Task directions
Each entry is to be printed again word for word.

######

PR #344, opened 2023-11-28
Introducing models

### LINKED ISSUE #347: Consider a formal schema
The data handling in this application is currently hectic - it's a lot of dictionaries with a lot of post-processing, and the only fixed content it a couple of dataclasses which are still evolving. 

Consider a formally spec'd model to underpin object concepts e.g. the representation of a variant, a MOI-confirmation event, a previously seen variant

https://avro.apache.org/docs/1.11.1/getting-started-python/ might be an example

 This would benefit from an established way of navigating updates to models, such that if the model develops, older versions of the schema can be made compatible

MattWellie:
# Fixes

  - AIP and all it's ancillary scripts have an ill defined data model - everything is just dictionaries, so it's tough to work out what an object is supposed to be at any given time
  - This extends to the serialisation and de-serialisation - this is done by dumping objects to/loading objects from json without any validation. It's entirely possible that the data being persisted doesn't exactly match what code expects as various components evolve over time
  - Closes #347
  - The unit tests all used a various fake versions of 'variants' and 'report entries' with really minimised content. Each of these super minimised entries worked for the specific test case, but wasn't a valid representation of the real objects, making the unit tests ~worthless

## Proposed Changes

  - Introduce Pydantic models for all objects which are currently stored as plain dicts
  - Implement parsing/writing of models to JSON files solely using the pydantic model interface; this includes explicit validation
  - oh my god this is taking so long

## Checklist

- [x] Related Issue created
- [x] Linting checks pass


cassimons (approved):
This is mammoth... but awesome!

PR #348, opened 2024-01-08
Linter changes, fixes scheduled index job

MattWellie:
# Fixes

  - The report hunter process (collect all previous AIP reports into an HTML index page) doesn't work, and hasn't worked in ages
  - It requires a docker image with specific libraries installed, and values in config that weren't previously satisfied in the chrono-triggered runs

## Proposed Changes

  - Runs the whole process in the AIP image (built on top of the driver image as a base, so all dependencies satisfied)
  - No expectation that a `cohorts` section of the config file exists (no need for this check)
  - All functional changes here are contained in `.github/workflows/index_page_builder.yaml` (only run twice a week, not 3 times. Run in the AIP docker image) and report_hunter.py (remove part of the config check), everything else is linting

## Additional

- Following suggestion [here](https://centrepopgen.slack.com/archives/C018KFBCR1C/p1704857573227909), alters the pre-commit hooks, and generates a ton of changes due to the addition of `isort`


.github/workflows/index_page_builder.yaml
```diff
@@ -4,7 +4,7 @@ on:
   workflow_dispatch: {}
 
   schedule:
-    - cron: '42 1 * * 1,3,5'
+    - cron: '42 1 * * 2,4'
```
illusional, line 7: sShould put a comment here about what this functionally means

illusional (approved):
This is your repo, so I'll let you own the title, but this to me is a Linting PR + deploy docker update and I think the PR title should reflect that to make it easier in the future to make it easier to ignore the commit in blames (and be more descriptive in git logs).

MattWellie:
> This to me is a Linting PR + deploy docker update and I think the PR title should reflect that

Yeah this was rough timing - it was an isolated workflow fix, then you mentioned isort on Slack. I didn't think it would change quite so many files... Title is now pretty misleading, so i'll sort that out

Issue #366, opened 2024-03-14
CTX SV variants break parser


MattWellie:
# CTX

```SVTYPE=CTX. BreakDancer-style notation used by TIGRA to indicate an inter-chromosomal breakpoint```

These variants don't have an SVLEN attribute, that would make no sense. Parser needs to handle breakpoints like this.

https://batch.hail.populationgenomics.org.au/batches/435991

MattWellie:
Solved

PR #367, opened 2024-03-14
Allow for interchromosomal split variants

MattWellie:
# Fixes

  - #366 

## Proposed Changes

  - Inter-chromosomal variants don't have a length. Instead, we set the 'SVLEN' to be 'chrX:12345' (the other side of the breakpoint)

## Checklist

- [x] Related Issue created
- [x] Linting checks pass

### DIFF
--- a/reanalysis/minimise_output_for_seqr.py
+++ b/reanalysis/minimise_output_for_seqr.py
@@ -15,10 +15,10 @@ Also produce a second version of the same, limited to phenotype-matches
 """
 
 import json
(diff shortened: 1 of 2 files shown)


cassimons (approved):
So will this make genie breakpoints in scope?

MattWellie:
> So will this make genie breakpoints in scope?

Yup! So long as the breakpoint causes an LoF annotation we're already picking them up... Unless this also fails in some new weird way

######

Response to the exercise
PR #344, opened 2023-11-28
Introducing models

### LINKED ISSUE #347: Consider a formal schema
The data handling in this application is currently hectic - it's a lot of dictionaries with a lot of post-processing, and the only fixed content it a couple of dataclasses which are still evolving. 

Consider a formally spec'd model to underpin object concepts e.g. the representation of a variant, a MOI-confirmation event, a previously seen variant

https://avro.apache.org/docs/1.11.1/getting-started-python/ might be an example

 This would benefit from an established way of navigating updates to models, such that if the model develops, older versions of the schema can be made compatible

MattWellie:
# Fixes

  - AIP and all it's ancillary scripts have an ill defined data model - everything is just dictionaries, so it's tough to work out what an object is supposed to be at any given time
  - This extends to the serialisation and de-serialisation - this is done by dumping objects to/loading objects from json without any validation. It's entirely possible that the data being persisted doesn't exactly match what code expects as various components evolve over time
  - Closes #347
  - The unit tests all used a various fake versions of 'variants' and 'report entries' with really minimised content. Each of these super minimised entries worked for the specific test case, but wasn't a valid representation of the real objects, making the unit tests ~worthless

## Proposed Changes

  - Introduce Pydantic models for all objects which are currently stored as plain dicts
  - Implement parsing/writing of models to JSON files solely using the pydantic model interface; this includes explicit validation
  - oh my god this is taking so long

## Checklist

- [x] Related Issue created
- [x] Linting checks pass


cassimons (approved):
This is mammoth... but awesome!

PR #348, opened 2024-01-08
Linter changes, fixes scheduled index job

MattWellie:
# Fixes

  - The report hunter process (collect all previous AIP reports into an HTML index page) doesn't work, and hasn't worked in ages
  - It requires a docker image with specific libraries installed, and values in config that weren't previously satisfied in the chrono-triggered runs

## Proposed Changes

  - Runs the whole process in the AIP image (built on top of the driver image as a base, so all dependencies satisfied)
  - No expectation that a `cohorts` section of the config file exists (no need for this check)
  - All functional changes here are contained in `.github/workflows/index_page_builder.yaml` (only run twice a week, not 3 times. Run in the AIP docker image) and report_hunter.py (remove part of the config check), everything else is linting

## Additional

- Following suggestion [here](https://centrepopgen.slack.com/archives/C018KFBCR1C/p1704857573227909), alters the pre-commit hooks, and generates a ton of changes due to the addition of `isort`


.github/workflows/index_page_builder.yaml
```diff
@@ -4,7 +4,7 @@ on:
   workflow_dispatch: {}
 
   schedule:
-    - cron: '42 1 * * 1,3,5'
+    - cron: '42 1 * * 2,4'
```
illusional, line 7: sShould put a comment here about what this functionally means

illusional (approved):
This is your repo, so I'll let you own the title, but this to me is a Linting PR + deploy docker update and I think the PR title should reflect that to make it easier in the future to make it easier to ignore the commit in blames (and be more descriptive in git logs).

MattWellie:
> This to me is a Linting PR + deploy docker update and I think the PR title should reflect that

Yeah this was rough timing - it was an isolated workflow fix, then you mentioned isort on Slack. I didn't think it would change quite so many files... Title is now pretty misleading, so i'll sort that out

Issue #366, opened 2024-03-14
CTX SV variants break parser


MattWellie:
# CTX

```SVTYPE=CTX. BreakDancer-style notation used by TIGRA to indicate an inter-chromosomal breakpoint```

These variants don't have an SVLEN attribute, that would make no sense. Parser needs to handle breakpoints like this.

https://batch.hail.populationgenomics.org.au/batches/435991

MattWellie:
Solved

PR #367, opened 2024-03-14
Allow for interchromosomal split variants

MattWellie:
# Fixes

  - #366 

## Proposed Changes

  - Inter-chromosomal variants don't have a length. Instead, we set the 'SVLEN' to be 'chrX:12345' (the other side of the breakpoint)

## Checklist

- [x] Related Issue created
- [x] Linting checks pass

### DIFF
--- a/reanalysis/minimise_output_for_seqr.py
+++ b/reanalysis/minimise_output_for_seqr.py
@@ -15,10 +15,10 @@ Also produce a second version of the same, limited to phenotype-matches
 """
 
 import json
(diff shortened: 1 of 2 files shown)


cassimons (approved):
So will this make genie breakpoints in scope?

MattWellie:
> So will this make genie breakpoints in scope?

Yup! So long as the breakpoint causes an LoF annotation we're already picking them up... Unless this also fails in some new weird way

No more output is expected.